I also found it interesting that in addition to looking at how words might be used on the pages of sites, they would also look at the words that people use while searching:
User sessions can also be analyzed to find patterns in users’ searching behavior. For example, users may apply certain transformations to compensate for problematic aspects of the language. Once a set of problem areas are identified, work can be done to generate solutions. Potential solutions can be tested or simulated to determine their effectiveness and the amount of effort needed to implement them.
I have some examples of different types of language that might be covered by this patent application. It’s interesting to see how Google treats them. A search for “Tomatoe” offers me a spelling alternative of “tomato” as in “Did you mean: tomato”. A search for “Colour” returns results for both “color” and “colour”, with the top result using the “color” variation of the word.
“Ice cream” and “icecream” might result in different results and different amounts of results. But they are likely referring to the same dessert. Google offers me a spelling correction of “ice cream” when I search for “icecream.”

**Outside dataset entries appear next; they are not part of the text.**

Issue #441, opened 2023-07-18
New protobuf entities should have a comment of the form "Added in x.y.z"


smolkaj:
Context: https://github.com/p4lang/p4runtime/pull/432#discussion_r1212101247

I propose that going forward, when adding new fields/messages/services to our P4Runtime protobuf schemas, we always include comments such as
```
// Added in 1.4.0.
```
This allows developers to reason about forward/backward compatibility of various sever/client combinations when the server and client may be using different versions of the protobuf schemas.

@jafingerhut @chrispsommers WDYT?

chrispsommers:
Seems like a good ideato me!

jafingerhut:
Agreed

PR #473, opened 2024-02-08
[Deprecated] Add support for different meter types.

jonathan-dilorenzo:
Currently, the P4Runtime specification only supports trTCM (two rate two color meters) as per RFC 2698. However, in real hardware these sometimes use more hardware resources compared to single rate two color meters. 

This PR is trying to introduce a way of restricting the meters clients can program to not use the full power of trTCM if they don't need it in order to save resources. I'm imagining the type of the meter being populated by users in the P4 program through an annotation on the meter itself (e.g. @single_rate_two_color or @two_rate_three_color). 

Obviously, this is currently a WIP and I'd want to add something to the spec too, but I wanted to check the proto idea first.


jonathan-dilorenzo:
Updated the specification with the related text.

docs/v1/P4Runtime-Spec.mdk
```diff
@@ -4257,6 +4279,11 @@ message MeterConfig {
 }
 ~ End Proto
 
+A MeterConfig for a *Single Rate Two Color Marker* typed meter must only be
```
jonathan-dilorenzo, line 4282: We may only want to allow one representation to make in canonical, but I'm not sure which one is nicer... 

On the one hand, it's quite nice that the semantics of the meter are the same regardless of its type if you use `pir == cir` and `pburst == cburst`. 

On the other hand, it's a little weird to require people to set values that are fundamentally unused...

@smolkaj, @jafingerhut, and @chrispsommers, thoughts? I think I prefer only allowing the equality if we want a single representation.

jonathan-dilorenzo:
Plan from April WG meeting:
1. Require `pir == cir` and `pburst == cburst`.
2. Add Single Rate Three Color Marker (RFC 2697) type.
3. Add an EBS to MeterConfig to support 2

docs/v1/P4Runtime-Spec.mdk
jonathan-dilorenzo: Decided on only allowing equality in the meeting.

docs/v1/P4Runtime-Spec.mdk
```diff
@@ -4231,10 +4245,21 @@ entity for each of the instances, specifying the `counter_id` and
...
+
+The trTCM meters an arbitrary packet stream using two configured rates ---
+the Peak Information Rate (PIR) and Committed Information Rate (CIR), and their
+associated burst sizes --- and "marks" its packets as GREEN, YELLOW or RED based
+on the observed rate.
+
+The *Single Rate Two Color Marker* meters an arbitary packet stream using a
+single configured rate --- the Committed Information Rate (CIR) and its
+associated burst size --- and "marks" its packets as GREEN or RED based on the
+observed rate.
```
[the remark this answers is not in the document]
jonathan-dilorenzo: Yupp, good idea. Coming in a PR update in  a few minutes!

jonathan-dilorenzo:
All of the AIs should now be fixed. PTAL!

docs/v1/P4Runtime-Spec.mdk
```diff
@@ -1712,14 +1712,33 @@ Both `Meter` and `DirectMeter` messages share the following fields:
...
       expressed in bytes/second.
     * `PACKETS`, for rates expressed in packets/second.
 
+  The meter type can be any of the `MeterSpec.Type` enum values:
+    * `TWO_RATE_THREE_COLOR`: This is the *Two Rate Three Color Marker* (trTCM)
+      defined in RFC 2698 [@RFC2698]. This is the standard P4Runtime meter type
+      and allows meters to use two rates to split packets into three potential
+      colors: GREEN, YELLOW, or RED. This mode is the default, but can also be
+      set explicitly in a P4 program by adding the `@two_rate_three_color`
+      annotation to the meter definition.
```
smolkaj, line 1729: Nit: can we add a code example. since it may not be obvious where to add the annotation exactly?

Probably sufficient to add it only for this case, since the other cases should be very similar.

docs/v1/P4Runtime-Spec.mdk
```diff
@@ -1712,14 +1712,33 @@ Both `Meter` and `DirectMeter` messages share the following fields:
...
+    * `SINGLE_RATE_THREE_COLOR`: This is the *Single Rate Three Color Marker*
+      (srTCM) defined in RFC 2697 [@RFC2697]. This allows meters to use one rate
+      and an Excess Burst Size (EBS) to split packets into three potential
+      colors: GREEN, YELLOW, or RED. In a P4 program, this mode can be set by
+      adding the `@single_rate_three_color` annotation to the meter definition.
+    * `SINGLE_RATE_TWO_COLOR`: This is a simplified version of RFC 2697
+      [@RFC2697], which restricts meters to use only a single rate to mark
```
smolkaj, line 1736: Can we explicitly say which single rate?

smolkaj (changes requested):
This looks great! Some initial comment.

One reminder: let's say when the new fields were added following https://github.com/p4lang/p4runtime/issues/441.

docs/v1/P4Runtime-Spec.mdk
jonathan-dilorenzo: Yupp, added.

docs/v1/P4Runtime-Spec.mdk
jonathan-dilorenzo: Good idea. Added. Not sure if it should go in the bullet or after though. Let's see how it looks.

jonathan-dilorenzo:
Looks like I somehow have to rebase this on main. Will figure it out :'(

jonathan-dilorenzo:
I don't understand why this is complaining. I thought rebasing onto main and then pushing would resolve the merge conflicts :'(. If anyone knows git better than I (a trivial task), is there something clever I can do here to resolve this locally and then push? Resolving conflict of binaries is... painful ;).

Words have different forms, depending upon the context within which they are being used. Plurals in nouns or transformation based upon tense may cause them to be used differently – for instance, speak, spoke, spoken. A search for “spoke word” turns up a lot of “spoken word” results.
I mentioned the different treatments in this alternative spelling above:
You may want to try others, to see how Google may be treating a compound or inflection or alternative spelling. It’s interesting to see how the spelling correction feature of Google seems like it may be tied to this.
The patent application does mention that the two may work together, and points to some other features that may also:
 It will be appreciated that a variety of changes can be made to the systems and methods described above following embodiments of the present invention. For example, the techniques described above can be applied in combination with other techniques, such as spelling correction, synonym and/or related-word expansion, language translation, spam reduction, and/or the like, to further enhance search results.
When you are doing keyword research for a site, if you haven’t been using the keyword and keyword phrases in actual searches to see if a search engine might be expanding the query to cover compound, infections, and alternative spellings, you may want to give it a try.